* Directions: Copy exactly the stretch of data below from the line with "your personal init" through the line with "sequences just because", including both of those lines.

* Records from a data source:
= = = = =
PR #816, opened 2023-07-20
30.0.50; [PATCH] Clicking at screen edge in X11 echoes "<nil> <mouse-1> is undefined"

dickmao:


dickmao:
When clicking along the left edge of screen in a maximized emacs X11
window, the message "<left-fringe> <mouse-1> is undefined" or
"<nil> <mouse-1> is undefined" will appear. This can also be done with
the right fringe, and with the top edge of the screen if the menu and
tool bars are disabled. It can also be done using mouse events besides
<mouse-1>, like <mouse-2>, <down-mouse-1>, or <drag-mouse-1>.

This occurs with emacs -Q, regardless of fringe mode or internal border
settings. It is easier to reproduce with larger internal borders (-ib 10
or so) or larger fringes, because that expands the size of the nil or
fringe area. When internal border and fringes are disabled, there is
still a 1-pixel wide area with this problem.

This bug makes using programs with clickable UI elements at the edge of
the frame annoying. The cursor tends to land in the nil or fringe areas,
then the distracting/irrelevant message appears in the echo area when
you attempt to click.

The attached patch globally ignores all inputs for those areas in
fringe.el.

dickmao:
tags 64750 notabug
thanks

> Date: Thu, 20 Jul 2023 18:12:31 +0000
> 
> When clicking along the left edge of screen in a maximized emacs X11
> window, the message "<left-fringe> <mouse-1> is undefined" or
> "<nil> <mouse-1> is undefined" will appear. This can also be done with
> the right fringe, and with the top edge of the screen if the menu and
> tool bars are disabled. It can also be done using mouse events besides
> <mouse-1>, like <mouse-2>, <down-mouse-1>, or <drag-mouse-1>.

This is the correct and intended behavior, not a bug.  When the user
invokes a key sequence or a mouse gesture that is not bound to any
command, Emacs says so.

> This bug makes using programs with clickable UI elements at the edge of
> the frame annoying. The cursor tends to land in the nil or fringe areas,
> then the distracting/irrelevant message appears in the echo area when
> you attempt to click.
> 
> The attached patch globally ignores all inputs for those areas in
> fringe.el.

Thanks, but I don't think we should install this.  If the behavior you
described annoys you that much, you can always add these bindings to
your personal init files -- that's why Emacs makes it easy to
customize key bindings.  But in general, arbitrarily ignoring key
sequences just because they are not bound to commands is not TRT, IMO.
= = = = =
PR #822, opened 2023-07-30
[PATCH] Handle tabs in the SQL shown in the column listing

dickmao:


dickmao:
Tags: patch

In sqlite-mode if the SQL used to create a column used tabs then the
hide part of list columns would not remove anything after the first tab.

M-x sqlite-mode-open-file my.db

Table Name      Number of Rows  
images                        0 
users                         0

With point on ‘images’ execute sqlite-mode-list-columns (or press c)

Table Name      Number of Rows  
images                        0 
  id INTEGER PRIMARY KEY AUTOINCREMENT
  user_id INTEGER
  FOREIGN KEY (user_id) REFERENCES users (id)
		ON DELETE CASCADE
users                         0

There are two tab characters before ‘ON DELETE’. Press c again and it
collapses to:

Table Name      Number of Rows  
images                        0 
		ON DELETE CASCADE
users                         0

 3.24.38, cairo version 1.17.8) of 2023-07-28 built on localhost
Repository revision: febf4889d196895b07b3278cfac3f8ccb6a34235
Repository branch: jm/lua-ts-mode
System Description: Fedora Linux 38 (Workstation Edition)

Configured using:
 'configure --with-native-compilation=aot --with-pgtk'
= = = = =
* Response:
your personal init files -- that's why Emacs makes it easy to
customize key bindings.  But in general, arbitrarily ignoring key
sequences just because they are not bound to commands is not TRT, IMO.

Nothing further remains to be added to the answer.